Interaction Of Electrons With Spin Waves In The Bulk And In Multilayers

TL;DR

This paper reviews the theory and experiments on how electrons interact with spin waves in magnetic multilayers, highlighting interface effects and current-induced spin torques relevant for spintronic applications.

Contribution

It provides a comprehensive analysis of the enhanced exchange interaction at interfaces and how dc currents can generate spin oscillations in multilayer structures.

Findings

Interface proximity restores spin torque within 10 nm.

Spin current and spin imbalance are proportional and can originate from Fermi-surface shifts.

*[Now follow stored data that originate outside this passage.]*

PR #1118, opened 2017-04-21
Adding Return Value attribute for bindings

soninaren:


fabiocav:
My concern with this is that it won't work for WebJobs SDK users, so the attribute usage will be misleading in those scenarios.
@mathewc , thoughts?

fabiocav:
My recommendation would be to hold on this changes until the proper support is in place so that it works as expected.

Current-induced spin torque can be calculated from spin current or spin imbalance.

Abstract

The exchange interaction between electrons and magnetic spins is considerably enhanced near interfaces, in magnetic multilayers. As a result, a dc current can be used to generate spin oscillations. We review theory and experimental evidence. The s-d exchange interaction causes a rapid precession of itinerant conduction-electron spins s around the localized spins S of magnetic electrons. Because of the precession, the time-averaged interaction torque between s and S vanishes. An interface between a magnetic layer and a spacer causes a local coherence between the precession phases of differnt electrons, within 10 nm from the interface, and restores the torque. Also, a second magnetic layer with pinned S is used to prepare s in a specific direction. the current-induced drive torque of s on S in the active layer may be calculated from the spin current (Slonczewski) or from the spin imbalance Delta-mu (Berger). Spin current and Delta-mu are proportional to each other, and can arise from Fermi-surface translation, as well as from expansion/contraction.